I’ve seen some reviews going after the film for pulling its punches, of holding up the Greatest Generation as America’s past, and a polluted security branch as its future, absolving it of responsibility for its actions in both cases. It’s HYDRA now and “sacrifices for freedom” then; why aren’t we interrogating ourselves a little harder?
My answer to that is: we did, and the movie is named after what we found.
The Winter Soldier is concerned with security and international supremacy, and the moral compromises America has made (and continues to make) in pursuit of both. It draws a straight line from WWII America to the modern day, where “we did some things we weren’t proud of” becomes drone warfare and Big Brother. Steve is at one end of this timeline, Nick Fury at the other. There’s a chasm of about fifty years between the two points. That’s where the Winter Soldier steps in.
This film is haunted by an American war, yes. But not the one Steve fought in. The Cold War was “a battle for the soul of mankind”, waged across millions of hearts and minds, and it’s a patched-over burn in the American psyche, barely healed and still tender to the touch. We emerged on the other side of forty-four years as the world’s one and only superpower. And it fucking cost us.
McCarthyism saw Americans turning on one another, fueled by snarling, indiscriminate paranoia. Operation Paperclip recruited Nazi scientists to keep German technology out of Soviet hands. Vietnam, with its thousands dead, was fought to keep the dominoes of Communism from falling across Asia. America, augmented by an unimaginable weapon and ruthlessly militarized, spied, ordered assassinations, irradiated its own children, and dragged the world to the brink of nuclear holocaust. All for the sake of security.
The Winter Soldier is that America.
Inhuman, bionic, unfeeling, unthinking, the perfect weapon: a creature of progress, powered by pure ideology.

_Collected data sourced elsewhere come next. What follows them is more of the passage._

PR #3615, opened 2022-09-29
contracts-periphery: erc721 factory fixes

tynes:
**Description**

These changes make the `OptimismMintableERC721Factory` in line with the bedrock version of the `OptimismMintableERC20Factory`. We might as well follow what we are doing with the new erc20 factory to keep things in line with each other.

These changes are very small, they just rename a function to not follow the deprecated naming scheme, the function now returns an address which makes testing/integration a bit easier and also does a slight refactor to prevent the need to cast a type 3 times.

### DIFF
--- a/packages/contracts-periphery/contracts/universal/op-erc721/OptimismMintableERC721Factory.sol
+++ b/packages/contracts-periphery/contracts/universal/op-erc721/OptimismMintableERC721Factory.sol
@@ -14,8 +14,13 @@ contract OptimismMintableERC721Factory is Semver {
      *
      * @param localToken  Address of the token on the this domain.
      * @param remoteToken Address of the token on the remote domain.
+     * @param deployer    Address of the initiator of the deployment
      */
-    event OptimismMintableERC721Created(address indexed localToken, address indexed remoteToken);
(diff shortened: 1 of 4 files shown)


sam-goldman (approved):

packages/contracts-periphery/contracts/universal/op-erc721/OptimismMintableERC721Factory.sol
```diff
@@ -14,8 +14,13 @@ contract OptimismMintableERC721Factory is Semver {
      *
      * @param localToken  Address of the token on the this domain.
      * @param remoteToken Address of the token on the remote domain.
+     * @param deployer    Address of the initiator of the deployment
      */
-    event OptimismMintableERC721Created(address indexed localToken, address indexed remoteToken);
+    event OptimismMintableERC721Created(
+        address indexed localToken,
+        address indexed remoteToken,
+        address deployer
```
maurelian, line 22: Comment only: It feels like this should've been indexed in the ERC20 factory, but better to keep consistent for now.

maurelian (approved):
this LGTM

smartcontracts (approved):

PR #3628, opened 2022-09-30
op-e2e: action testing user

protolambda:
**Description**

This PR introduces:
- `L1Bindings` and `L2Bindings`: contracts backed by an ethclient and other typed client bindings for users.
- a `BasicUserEnv` which holds common user environment properties (i.e. can be shared between users). This is using generics, so we can embed either L1 or L2 bindings.
- a `BasicUser` actor that can make txs and randomize their tx input choices with actions.
- a `CrossLayerUser` actor that has a L1 and L2 `BasicUser` side and combines them to enable deposits and later withdrawal actions (see #3670).

Some of the actions to randomize and create tx contents are still a bit unpolished; we can fix that when when we use the User actor in more tests.

This also fixes minor bugs in action-testing:
- The L2 engine block building wasn't preparing the state db for the tx, causing receipts to have no event logs.
- The L1 miner had the same problem as the above.
- The sequencer state was resetting the payload ID to zero value in the outer sequencer function, instead of the complete building function, causing it to be missed when not calling the outer function.

**Tests**

Create `alice` and make all types of transactions in very few lines of code: these actions can be reordered/repeated to build different L1/L2 chains (and we can do so with more users too).

**Additional context**

Some of the action functions are curried so we can make an action with the same parameters that is repeatable.

**Metadata**

Fix ENG-2765


mslipper (approved):

trianglesphere (changes requested):
This is a cool framework, but having more comments would be really helpful for understanding the actions.

op-e2e/actions/user.go
```diff
@@ -0,0 +1,322 @@
...
+	if s.L2.txToAddr == nil {
+		isCreation = true
+	} else {
+		toAddr = *s.L2.txToAddr
+	}
+	depositTransferValue := s.L2.TxValue()
+	depositGas := s.L2.txOpts.GasLimit
+	if s.L2.txOpts.GasLimit == 0 {
+		// estimate gas used by deposit
+		gas, err := s.L2.env.EthCl.EstimateGas(t.Ctx(), ethereum.CallMsg{
```
tynes, line 281: Perhaps optionally add a buffer, this is known to produce faulty gas estimation

op-e2e/actions/user.go
```diff
@@ -0,0 +1,322 @@
...
+
+	// Send the actual tx (since tx opts don't send by default)
+	err = s.L1.env.EthCl.SendTransaction(t.Ctx(), tx)
+	require.NoError(t, err, "must send tx")
+	s.lastL1DepositTxHash = tx.Hash()
+}
+
+func (s *CrossLayerUser) ActCheckDepositStatus(l1Success, l2Success bool) Action {
+	return func(t Testing) {
+		s.CheckDepositTx(t, s.lastL1DepositTxHash, 0, l1Success, l2Success)
```
tynes, line 303: Hardcoding 0 makes this less flexible but simple

op-e2e/actions/user.go
```diff
@@ -0,0 +1,322 @@
...
+	}
+}
+
+func (s *CrossLayerUser) CheckDepositTx(t Testing, l1TxHash common.Hash, index int, l1Success, l2Success bool) {
+	depositReceipt := s.L1.CheckReceipt(t, l1Success, l1TxHash)
+	if depositReceipt == nil {
+		require.False(t, l1Success)
+		require.False(t, l2Success)
+	} else {
+		reconstructedDep, err := derive.UnmarshalDepositLogEvent(depositReceipt.Logs[index])
```
tynes, line 313: Bounds check here?

op-e2e/actions/user_test.go
```diff
@@ -0,0 +1,82 @@
...
+		AddressCorpora: addresses,
+		Bindings:       NewL2Bindings(t, l2Cl, withdrawalsCl),
+	}
+
+	alice := NewCrossLayerUser(log, dp.Secrets.Alice, rand.New(rand.NewSource(1234)))
+	alice.L1.SetUserEnv(l1UserEnv)
+	alice.L2.SetUserEnv(l2UserEnv)
+
+	// regular L2 tx, in new L2 block
+	alice.L2.ActResetTxOpts(t)
```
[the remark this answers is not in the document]
tynes: We can make a function that chains common actions together and reuse that?

op-node/rollup/driver/sequencer.go
```diff
@@ -91,6 +91,7 @@ func (d *Sequencer) CompleteBuildingBlock(ctx context.Context) (*eth.ExecutionPa
 	if err != nil {
 		return nil, fmt.Errorf("failed to complete building on top of L2 chain %s, error (%d): %w", d.buildingOnto.HeadBlockHash, errTyp, err)
 	}
+	d.buildingID = eth.PayloadID{}
```
tynes, line 94: Should this be part of its own PR?

op-e2e/actions/user.go
```diff
@@ -0,0 +1,322 @@
...
+
+	txOpts bind.TransactOpts
+
+	txToAddr   *common.Address
+	txCallData []byte
+
+	lastTxHash common.Hash
+}
+
+func NewBasicUser[B any](log log.Logger, priv *ecdsa.PrivateKey, rng *rand.Rand) *BasicUser[B] {
```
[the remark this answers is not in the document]
protolambda: RNR is to randomize some tx inputs easily.

op-e2e/actions/user.go
```diff
@@ -0,0 +1,322 @@
...
+
+type BasicUser[B any] struct {
+	log log.Logger
+	rng *rand.Rand
+	env *BasicUserEnv[B]
+
+	account *ecdsa.PrivateKey
+	address common.Address
+
+	txOpts bind.TransactOpts
```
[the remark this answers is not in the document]
protolambda: So we can set the user preferences separate from the tx sending. This way we can compose the tx configuration as actions, and reuse the tx settings easily.

op-e2e/actions/user.go
protolambda: The action can run just in time before the block creation, so should never be a bad estimate (and I'm curious when that estimate doesn't work). Alternatively we can set the gaslimit to non-0 with a separate action, and implement any special estimation there.

op-e2e/actions/user.go
protolambda: Exactly, this is a good example of when the higher level action (checking a deposit) omits some lower level edge case (checking tx success). When we do need the lower level detail in a test, we can use the underlying lower-level actions.

op-node/rollup/driver/sequencer.go
protolambda: The difference is clear with the tests in this PR, but behavior is equivalent outside of action testing, so I think we just keep it here.

trianglesphere (approved):
lgtm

The mind wipes? Decades of propaganda in its purest, most undiluted form, administered directly to the brain. The arm? I know a nuclear metaphor when I see one.
If Cap is the potential of America, what we should never stop striving for, the Winter Soldier is what became of us when we fell desperately short. He is what we did to ourselves.
In many ways this film is a ghost story, and like all good ghost stories, it holds up the tragedy of our mistakes and begs us not to repeat them. What SHIELD proposes—Project Insight—is assured destruction, a level of control over a population not exercised since we were staring Russia down over a launch pad. And so the Winter Soldier appears, the long cold shadow of America’s past, and crashes into the hope for its future with the ring of a metal fist against a shield.
Cap can’t destroy him, what’s done is done. Bucky can’t be unwounded, or given back his stolen time; the blood on his hands won’t be scrubbed out. But they can walk slowly together, one helping the other stand.
Steve can’t progress without Bucky, just as, the film seems to say, America itself is doomed to fester unless it looks to its past and acknowledges what it has done; the things it has ground into dust in the name of a higher cause. In the MCU, the only way Captain America’s country will move forward is if it swears to never, ever go back.